Interview: Edmund Morris
By Eric Wittmershaus

In talking with Ronald Reagan biographer Edmund Morris, it's hard not to get the sense of a confident man who's spent a good deal of the past few weeks defending himself.

When asked about the irony of a publicity stop in Berkeley — the city over which Reagan, as governor in 1966, presided during one of the ultimate clashes between University of California, Berkeley, students and authority — Morris went on the defensive.

"I don't find it ironic at all...I'm not his apologist. Should I promote my book only in cities where Reagan is loved?"

And defend himself is precisely what the author of "Dutch: A Memoir of Ronald Reagan" (Random House, $35, 874 pages) has had to do.

He is the one who, with the aid of a much-criticized literary technique of fictionally projecting himself backward into Reagan's past, has had to deal with Reagan loyalists blasting him for calling the former chief executive an airhead.

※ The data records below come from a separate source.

PR #5294, opened 2019-03-11
bug 1519582: bleach revision content on save

escattone:
The intent of this PR is to bring more unity to the rendering of documents among the various endpoints of Kuma (see https://kuma.readthedocs.io/en/latest/rendering.html#future-changes). It takes the step of cleaning the content that's saved with a revision of any document, where the cleaning does the following:
- bleaches the content
- adds section ID's
- filters the sources of `iframe` elements
- alphabetically orders the attributes of elements

That change is small. Most of the other changes in this PR are related to updating the tests as well as adding a few new tests in light of the change to the revision content.

I've also added `TODO` comments within the code to note areas that could be simplified after/if this code is deployed and all existing documents have been updated with a cleaned current revision. So this PR is the first step in the following process:

1. Review/merge/deploy this PR
1. Create a formal or informal management command that creates a new, cleaned current revision for each document
1. Create/review/deploy another PR to clean-up the code as noted in the `TODO` comments

### DIFF
--- a/kuma/wiki/content.py
+++ b/kuma/wiki/content.py
@@ -172,19 +172,14 @@ class Extractor(object):
 
 def clean_content(content):
     """Clean content with standard bleaching and filtering."""
-    bleached = bleach.clean(content,
-                            attributes=ALLOWED_ATTRIBUTES,
-                            tags=ALLOWED_TAGS,
-                            styles=ALLOWED_STYLES,
+    bleached = bleach.clean(content, attributes=ALLOWED_ATTRIBUTES,
+                            tags=ALLOWED_TAGS, styles=ALLOWED_STYLES,
                             protocols=ALLOWED_PROTOCOLS)
     parsed = parse(bleached)
-    if settings.ALLOW_ALL_IFRAMES:
-        filtered = parsed
-    else:
-        allowed_iframe_patterns = settings.ALLOWED_IFRAME_PATTERNS
-        filtered = parsed.filterIframeHosts(allowed_iframe_patterns)
-    content_out = filtered.serialize()
-    return content_out
+    parsed.injectSectionIDs()
+    if not settings.ALLOW_ALL_IFRAMES:
+        parsed.filterIframeHosts(settings.ALLOWED_IFRAME_PATTERNS)
+    return parsed.serialize()
 
 
 @newrelic.agent.function_trace()
@@ -300,8 +295,11 @@ class ContentSectionTool(object):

"I called him an 'apparent airhead,'" Morris correctly points out, though the subject was not even specifically addressed in a recent telephone interview. "The first news leak in the Washington Post dropped that adjective, and that has caused all sorts of trouble.

"The whole point of the book was to show he was anything but an airhead."

And that is just the first in the litany of Morris rebuttals. The writer's defenses against would-be critics can be found in the book's very pages, starting on the ninth page of its prologue, when he issues what could be a pre-emptive strike against critics.

"I'm not a historian," he recounts to Robert Tuttle, the White House director of personnel who helped pursue Morris as Reagan's biographer.

And that's the trouble with "Dutch." Despite having written a brilliant narrative, Morris isn't a historian at all; yet because he's writing the only biography ever authorized by a sitting president, much of his audience expects a straight story. Could the book be anything but contentious?

"I knew from the start it was going to be controversial because it's original," he confirmed. "And originality in this world always creates a violent response."

While Morris' defense against the "airhead" comment is as simple as explaining an out-of-context quotation, he has had a more difficult time answering detractors of his technique, including vaunted New York Times columnist Maureen Dowd — herself guilty of lifting "airhead" out of context.

In her Sept. 29 column, Dowd blasted the book and talked of publisher Random House's efforts to present "Morris' lunacy as virtue." by carefully explaining and lauding his technique on the book's jacket.

Sharpening her claws, Dowd continued, saying Morris has "pioneered the Ally McBeal school of historiography, in which we regularly cut away from the action for wacky out-of-body fantasies."

In the Oct. 4 issue of Time magazine, critic John F. Stacks was one of many who hypothesized Morris had "cut away" so he could fashion a readable biography of a man best known for inward reflection, vacant stares and not remembering.

Morris half backed up this contention, but said something about Reagan necessitated this kind of storytelling.

"I certainly did not want to write a dry book," he said. "Its method grew directly out of Reagan's own way of seeing the world. He was the central character in a lifelong movie, and I could only write about him from a view of a lifelong spectator.

"To refine the metaphor, (Morris needed to be) a projector, projecting the documentary movie of Ronald Reagan's life."

Lost in much of the uproar over Morris' fictional past are the two other "projectors" he creates to tell Reagan's story: columnist Paul Rae and Morris' fictional son, Gavin.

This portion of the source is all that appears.